Donald Trump’s administration will revoke the temporary legal status of 530,000 Cubans, Haitians, Nicaraguans and Venezuelans in the United States, according to a Federal Register notice on Friday, in the latest expansion of his crackdown on immigration.
It will be effective on 24 April.
The move cuts short a two-year “parole” granted to the immigrants under former president Joe Biden that allowed them to enter the country by air if they had US sponsors.
Trump, a Republican, took steps to ramp up immigration enforcement after taking office, including a push to deport record numbers of immigrants in the US illegally. He has argued that the legal entry parole programs launched under his Democratic predecessor overstepped the boundaries of federal law and called for their termination in a 20 January executive order.
Trump said on 6 March that he would decide “very soon” whether to strip the parole status from some 240,000 Ukrainians who fled to the US during the conflict with Russia. Trump’s remarks came in response to a Reuters report that said his administration planned to revoke the status for Ukrainians as soon as April.

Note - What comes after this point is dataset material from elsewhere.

PR #544, opened 2019-11-19
Prevent disabling default keybindings from disabling text input.

### LINKED ISSUE #543: BUG: Youtube homepage search query acting weird when website keybindings are disabled in favor of videospeedcontroller key bindings
Lets say i am on youtube.com (the homepage) and I type in "asdfg" in the search bar.........lets also say I have keybindings set up for the extension namely "d" and "s".......upon typing this word in the search bar only "afg" shows up while s and d are cut out.......What do I do about this problem aside from blacklisting youtube or choosing not to disable key bindings for the extension....if it helps i have ublock, im using chrome and I have a mac. Please help me this bug is super annoying...I feel like the key bindings for this extension shouldn't always be enabled in certain areas especially in cases where you are typing things in a search query......please help..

Biden launched a parole entry program for Venezuelans in 2022 and expanded it to Cubans, Haitians and Nicaraguans in 2023 as his administration grappled with high levels of illegal immigration from those nationalities. Diplomatic and political relations between the four countries and the United States have been strained.
The new legal pathways came as Biden tried to clamp down on illegal crossings at the US-Mexico border.
The Trump administration’s decision to strip the legal status from half a million migrants could make many vulnerable to deportation if they choose to remain in the US. It remains unclear how many who entered the US on parole now have another form of protection or legal status.